RedState quotes more of Judge Martin’s passionate outburst:

Islam is not just a religion, it’s their culture, their culture. It’s their very essence their very being. …  What you have done is you have completely trashed their essence, their being. They find it very very very offensive. I’m a Muslim [as well as a Lutheran? – JB], I find it offensive.

Arnold Ahlert concludes:

Since this story has begun to mushroom, Judge Martin has taken to defending his actions, noting that he had advised the defendant not to disseminate the above audio, because he might consider a contempt of court charge (despite the fact that Martin’s statement was made in open court). He defended his decision, saying that he “didn’t doubt that an incident occurred,” but that there were “so many inconsistencies, that there was no way that I was going to find the defendant guilty.”

Perhaps there were inconsistencies.
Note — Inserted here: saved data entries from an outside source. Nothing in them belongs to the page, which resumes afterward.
PR #7307, opened 2024-12-10
fix(container): Fix the issue of container command parsing failure

ssongliu:


frontend/src/views/container/container/operate/index.vue
```diff
@@ -630,15 +630,25 @@ const isFromApp = (rowData: Container.ContainerHelper) => {
...
+        } else if (match[2]) {
+            result.push(match[2].replaceAll('<quota>', '\\"'));
+        }
     }
-    return returnList;
+
+    return result;
 };
 defineExpose({
     acceptParams,
```
wanghe-fit2cloud, line 654: There doesn't appear to be any apparent coding errors or major issues within the provided code snippet. It contains functions that seem designed to parse and manage information from dialog data objects, including handling quotes appropriately during string representations.

However, for optimization, you could implement error checking around some conditional logic to handle scenarios more precisely rather than relying on default behavior which can lead to unexpected behaviors under certain conditions, such as `indexof` method usage not being robust against strings containing white spaces.

For future reference, it might also help to include comments explaining your intention behind each function, especially when dealing with complex structures like those mentioned here.

wanghe-fit2cloud (commented):
/lgtm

But that doesn’t excuse Martin from considering what amounts to a Sharia defense, lecturing Perce about the sensitive nature of Muslims, or explaining that what he did could get him executed in some Muslim nations.The Constitution is precisely what separates us from from such nations, and Judge Martin’s ignorance of, or indifference towards, that document is shocking. 

Shocking to many still. But how long will it be before Sharia law is accepted as a parallel system in the US;  Muslims are privileged above all others before the law; and – worst of all for American freedom – judges need only consult their own feelings to determine guilt and innocence?